The sharp upside is in contrast to the downward revisions for Jul’12
and Sep’12 both lower at -0.1% and -0.7% respectively from 0.1% and
-0.4% provided earlier. The Oct’12 IIP witnessed a sharp 4.9%MoM rise
on seasonally adjusted basis, which implies that Oct’12 IIP print got
boosted by both a weak base year growth and sequential inventory build up.
Cumulative YTD growth for Apr-Oct now stands at 1.2% vs 0.1% seen till H1FY13.
Sectoral performance - Strong core
sector data reflected in manufacturing
The Mining, Manufacturing and Electricity sectors grew
at -0.1%, 9.6% and 5.5% respectively. The strong core sector data recorded
at 6.5% earlier gets reflected in the 8.2%YoY production growth.

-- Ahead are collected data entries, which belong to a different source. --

PR #2189, opened 2026-06-19
fix(server): finalize preview-schema jobs from the sync probe response

pyshx:
## Summary

Fixes preview-schema jobs hanging forever at **`PENDING`** (the `jobStatus` subscription never resolves), the issue seen after #2180 fixed the report write.

## Root cause

A preview job is dispatched to the worker's `POST /probe-schema` route, which runs the **read-only** probe synchronously and returns the terminal status in the HTTP body — it does **not** publish a Redis `JobComplete` event like the `/run` path.

`PreviewSchemaCloudRunWorker` only acted on failure:
```go
status, err := i.cloudRunWorker.PreviewSchema(ctx, p)
if err != nil || status == gateway.JobStatusFailed { i.failCloudRunJob(...) }
// on COMPLETED: nothing — "trust the monitoring loop"
```
…but `checkJobStatus` finalizes a Cloud Run job only when a Redis worker event arrives (`statusChanged = batchStatusChanged || workerEvent != nil`; a preview job has an empty `GCPJobID`, so no Batch polling, and no event). So a **successful** probe never reached a terminal state — the job sat at `PENDING` until the 24h monitor timeout.

## Fix

Finalize preview jobs directly from the synchronous HTTP response (the authoritative result), instead of relying on the Redis/monitoring path:
- `status == COMPLETED` → new `completeCloudRunPreviewJob`: mark the job `COMPLETED`, run `handleJobCompletion` (surfaces the `SchemaReport` via `outputURLs`), and `subscriptions.Notify` so the `jobStatus` subscription resolves. Mirrors `failCloudRunJob` (no grace/Redis check — the probe is synchronous).
- failure → existing `failCloudRunJob`.

## Test

`TestJob_completeCloudRunPreviewJob` asserts a completed preview: job → `COMPLETED`, `completedAt` set, `outputURLs` = the report URL, **and** the subscription receives `COMPLETED` (directly guarding the forever-pending regression).

Build / `gofmt` / full `internal/usecase/interactor` suite green.

### DIFF
--- a/server/api/internal/usecase/interactor/job.go
+++ b/server/api/internal/usecase/interactor/job.go
@@ -199,8 +199,13 @@ func (i *Job) PreviewSchemaCloudRunWorker(j *job.Job, p gateway.ProbeSchemaParam
 			log.Errorfc(ctx, "job: preview-schema cloud run worker %s run error: %v", j.ID(), err)
 		}
 
-		if err != nil || status == gateway.JobStatusFailed {
+		// The probe is synchronous and emits no Redis event, so finalize the job
+		// directly from the HTTP response instead of relying on the monitoring loop.
+		switch {
+		case err != nil || status == gateway.JobStatusFailed:
 			i.failCloudRunJob(ctx, j.ID())
+		case status == gateway.JobStatusCompleted:
+			i.completeCloudRunPreviewJob(ctx, j.ID())
 		}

User based - Significant rebound across
segments
Use-based numbers for Oct reflect strength in all key
categories viz. Capital goods (7.5%), Intermediate goods (9.4%), Consumer
goods (13.2%) and Basic goods (4.1%). Consumer durables grew 16.5% whereas
non-durables clocked in 10.1%.
IIP numbers indicate significant
pre-festival inventory build up
The greater than expected bounce in the IIP growth rate
is indicative of stronger than expected inventory stock up ahead of the
festive demand for Diwali in Nov’12. The growth in coal and cement
has supported a good performance in the Basic goods whereas the refinery
products aided strong growth in Intermediate goods.
Outlook: Downside risks remain;
December policy to abstain from rate easing
The Oct’12 IIP data brings in a temporary spike up
built on expectation of very robust festive demand. However, such buoyancy
remains questionable tracking subdued demand during Diwali suggested by
anecdotal data. Muted festive demand will likely result in inventory pile
up. Forward looking indicators for Nov’12 point at such a scenario.
Apart from lead indicators, base effect also remains unfavorable. Overall,
there is high likelihood of FY13E IIP growth to remain very modest.
Our conviction of no rate cut has strengthened
Overall, we believe rising cost structure and weakening
demand will keep the inflation-growth friction alive. The strong IIP data
along with renewed hardening of inflation numbers leaves little headroom
for RBI to reduce policy rates. This strengthens our expectation of no rate
cuts on Dec 18, next week. Higher CPI inflation for Nov’12 at 9.9%
provides upside risk to the expected WPI inflation of 7.5% for the month.
The evolving growth-inflation dynamics constrain scope for monetary easing.